In the budget, Sitharaman allocated 7.5 trillion for government capex spending, hoping the record spending—35% more than the previous fiscal —will encourage the private sector to boost expenditure as well. But the tepid response from the private sector prompted her to ask top businessmen why companies weren’t stepping up spending despite tax cuts and other fiscal incentives. The lukewarm response has forced the government to do the heavy lifting to boost economic growth.

Banks said public sector companies have also pushed the throttle on investments. Central public sector enterprises spent 1.37 trillion in Q1 of FY23, about 21% of their annual target of 6.61 trillion, showed data from CareEdge. In FY22, these entities achieved only 79% of annual capex target of 5.95 trillion till February 2022.

Mint also reported how Adani was in talks for a 14,000 crore loan for a coal-to-polyvinyl chloride plant in Gujarat and how Jindal Steel and Power Ltd was to raise 15,000 crore for expansion of its Angul plant in Odisha.

The second banker said lenders are receiving loan requests for new projects in the mid and small corporate categories. However, these projects of 50-500 crore would not be able to move the needle the way larger capex projects would.

“Just today, we had an internal meeting to look at some new mid- and small-project proposals.

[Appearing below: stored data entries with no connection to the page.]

PR #489, opened 2016-10-31
Fix compile on 32-bit OSX

alexcrichton:
Unfortunately there's a type error right now here.


alexcrichton:
Merged as https://github.com/carllerche/mio/commit/b7fc4504d3b1cc6a3453a68558dc4e61f686cefc

PR #493, opened 2016-11-08
Support SO_REUSEPORT option when feature 'reuse_port' enabled

choleraehyq:
On Linux, this socket option allows several sockets to be bound to one (address, port) pair, and the incoming requests will be distribute evenly across all sockets, which achieves a simple load balance and solves a kind of bottleneck of the single accepting thread.

But this option is only available on linux kernel 3.9+, so I implement it as an optional feature.

@carllerche @alexcrichton Please review this, thanks.

Signed-off-by: Cholerae Hu <choleraehyq@gmail.com>

### DIFF
--- a/Cargo.toml
+++ b/Cargo.toml
@@ -37,6 +37,10 @@ env_logger = "0.3.0"
 tempdir    = "0.3.4"
 bytes      = "0.3.0"
 
+[features]
+default = []
+reuse_port = []
+
 [[test]]
 name = "test"
 path = "test/mod.rs"
--- a/src/net/tcp.rs
+++ b/src/net/tcp.rs
@@ -281,6 +281,13 @@ impl TcpListener {
             try!(sock.reuse_address(true));
         }
 
+        // Set SO_REUSEPORT, but only on Unix
+        // And on Linux, this socket option is only available on kernel 3.9+
+        if cfg!(unix) && cfg!(feature = "reuse_port") {
+            use net2::unix::UnixTcpBuilderExt;
+            try!(sock.reuse_port(true));
+        }
+
         // Bind the socket
         try!(sock.bind(addr));
 
--- a/test/test_tcp.rs
+++ b/test/test_tcp.rs
@@ -267,8 +267,12 @@ fn test_tcp_sockets_are_send() {
 }
 
 #[test]
-fn bind_twice_bad() {
+fn bind_twice() {
     let l1 = TcpListener::bind(&"127.0.0.1:0".parse().unwrap()).unwrap();
     let addr = l1.local_addr().unwrap();
-    assert!(TcpListener::bind(&addr).is_err());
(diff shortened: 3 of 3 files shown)


tailhook:
I think this shouldn't be enabled by default. Because it changes how kernel load-balances connections between sockets and may lead to unexpected results.

Also, it's often bad idea to detect kernel features at compile time rather than at runtime.

So I think it should be configured at runtime (i.e. a method) rather than at compile time. Also in many cases you can just skip the error if kernel doesn't support this feature instead of failing to bind socket.

choleraehyq:
Yes, it's not enabled by default.
I've thought about add a method, but `net2::TcpStream` doesn't provide method `reuse_port`, and right now the option `SO_REUSEADDR` is set in method `bind`, so I also set `SO_REUSEPORT` in `bind`.
Maybe I should add APIs `set_reuse_port` and `reuse_port` like `set_nodelay` and `delay` .
Do I need to open a new issue for this?

choleraehyq:
Besides, SO_REUSEPORT must be set before `sock.bind(addr)`, so if we want to control SO_REUSEPORT option via a new API, we need to use a boolean global flag to present whether the user want to use this option, and use the new API to set this global flag.

tailhook:
> and right now the option SO_REUSEADDR is set in method bind, so I also set SO_REUSEPORT in bind

I understand this. But they are very different. I don't know use cases for not having `SO_REUSEADDR` except superfluous caution.

But `SO_REUSEPORT` is very different beast. It should not be used unless you know what are you doing. I.e. it's very tempting to use `SO_REUSEPORT` instead of old "fork-and-pass-fd" procedure, but it's not the same, and reuse port is worse than latter in most cases.

> Besides, SO_REUSEPORT must be set before sock.bind(addr), so if we want to control SO_REUSEPORT option via a new API, we need to use a boolean global flag to present whether the user want to use this option, and use the new API to set this global flag.

There is `net2::TcpBuilder` interface for that case. For example [here is how you can disable SO_REUSEADDR](https://doc.rust-lang.org/net2-rs/net2/struct.TcpBuilder.html#method.reuse_address)

choleraehyq:
En...My meaning is that both `SO_REUSEADDR` and `SO_REUSEPORT` need to be set before `sock.bind(addr)`, but we don't have any init function, `TcpListener::bind` is the first and the only one function to get a bound listener, users know nothing about `TcpBuilder`. 
What about adding a new API called `TcpListener::bind_reuse_port` or something?

alexcrichton:
I agree with @tailhook that this shouldn't be a feature of the crate but rather something that's configured at runtime per socket. In a sense this would be a breaking change to activate this feature for crates which were not expecting it.

Note that this is also why mio allows construction of objects from `std::net` variants, which can notably be constucted with net2 with these various options.

choleraehyq:
I see. Close this PR.

PR #497, opened 2016-11-23
Fixed looping timer

rphmeier:
Pulling the patch described in https://github.com/ethcore/parity/pull/3592 upstream.

### DIFF
--- a/src/timer.rs
+++ b/src/timer.rs
@@ -225,8 +225,12 @@ impl<T> Timer<T> {
         self.poll_to(target_tick)
     }
 
-    fn poll_to(&mut self, target_tick: Tick) -> Option<T> {
+    fn poll_to(&mut self, mut target_tick: Tick) -> Option<T> {
         trace!("tick_to; target_tick={}; current_tick={}", target_tick, self.tick);
+
+		if target_tick < self.tick {
+			target_tick = self.tick;
+		}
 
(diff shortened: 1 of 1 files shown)


rphmeier:
Hi, just wondering if the mio team has seen this at all? I really don't like to maintain alternative forks of repos for parity which is why I'm trying to upstream this fix. Any response would be appreciated.

src/timer.rs
```diff
@@ -225,9 +225,13 @@ impl<T> Timer<T> {
         self.poll_to(target_tick)
     }
 
-    fn poll_to(&mut self, target_tick: Tick) -> Option<T> {
+    fn poll_to(&mut self, mut target_tick: Tick) -> Option<T> {
         trace!("tick_to; target_tick={}; current_tick={}", target_tick, self.tick);
 
+		if target_tick < self.tick {
```
arthurprs: Nit: indentation is off.

arthurprs:
LGTM but I wonder if this is band aiding it instead of fixing the root cause.

alexcrichton:
Ah sorry this slipped under the radar! I merged this as https://github.com/carllerche/mio/commit/ef182bae193a9c7457cd2cf661fcaffb226e3eef and did a whitespace fixup last night, so closing.

PR #503, opened 2016-12-13
getting-started.md: Remove note about Windows

jonte:
README.md states that Windows is indeed supported, so remove this text from the tutorial


carllerche:

PR #507, opened 2016-12-28
Updating usage comments for Mio

reubencornel:
I found the original comments to be confusing because EventLoop and related structures have been deprecated. Updated the comments in an attempt to provide more clarity on its usage.

The other changes have been made by rustfmt.


alexcrichton:
Thanks!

There is substantial interest from sectors like textile, solar energy and ethanol blending,” the second banker said, also on condition of anonymity.

Experts said while private investment has remained lacklustre, the pace may pick up in the coming months. “With capacity utilization rising above 75%, coupled with an improving demand scenario, we could expect the private investment cycle to accelerate,” a CareEdge report said on 15 September, adding that although the Centre’s continued thrust on capital spending is a welcome move, increased private participation is warranted to unleash the animal spirits in the economy.